SUPPLIED RECORDS.
PR #165, opened 2017-01-23
Tc 5008

josethirdchannel:
https://thirdchannel.atlassian.net/browse/TC-5008
This adds an extra check at submission time to make sure a mentioned user is still contained in the final text of the comment

### DIFF
--- a/js/apps/thirdchannel/views/comments/new_comment.js
+++ b/js/apps/thirdchannel/views/comments/new_comment.js
@@ -58,7 +58,7 @@ define(function(require) {
                     selection.addRange(range);
 
                     var mentions = {};
-                    mentions[mention] = ui.item.value;
+                    mentions[ui.item.value] = mention;
                     var previousMentions = $target.data('mentions');
                     if (previousMentions) {
                         mentions = $.extend({}, previousMentions, mentions);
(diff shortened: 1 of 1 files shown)


js/apps/thirdchannel/views/comments/new_comment.js
```diff
@@ -173,10 +174,19 @@ define(function(require) {
             });
 
             if (comment.isValid()) {
+                var mentions = [];
+                var possibleMentions = this.$('.new-comment-field').data('mentions');
+                var text = this.$('.new-comment-field').text();
+                Object.keys(possibleMentions).forEach(function (key) {
+                    if (text.includes(mentions[key])) {
```
eliottwiener-thirdchannel: I think you meant to use `possibleMentions[key]` here

js/apps/thirdchannel/views/comments/new_comment.js
```diff
@@ -46,7 +46,8 @@ define(function(require) {
                     var splitLabel = ui.item.originalText.split("\t");
```
eliottwiener-thirdchannel: It's not immediately obvious what is going on in this `displayItem` function. I had to run through it with some log statements to figure out what was going on. Some comments might make it easier to understand.

josethirdchannel: 👍 agreed

josethirdchannel:
tested by disabling Defenestration and checking the messages sent on the notification topic. It looks like they're still being created as expected but now only include the recipientUUIDs of someone still mentioned in the text on submission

TASK DIRECTIONS.
Filter the records above for "views" and copy every matching line.

OUTPUT OF THE TASK.
--- a/js/apps/thirdchannel/views/comments/new_comment.js
+++ b/js/apps/thirdchannel/views/comments/new_comment.js
js/apps/thirdchannel/views/comments/new_comment.js
js/apps/thirdchannel/views/comments/new_comment.js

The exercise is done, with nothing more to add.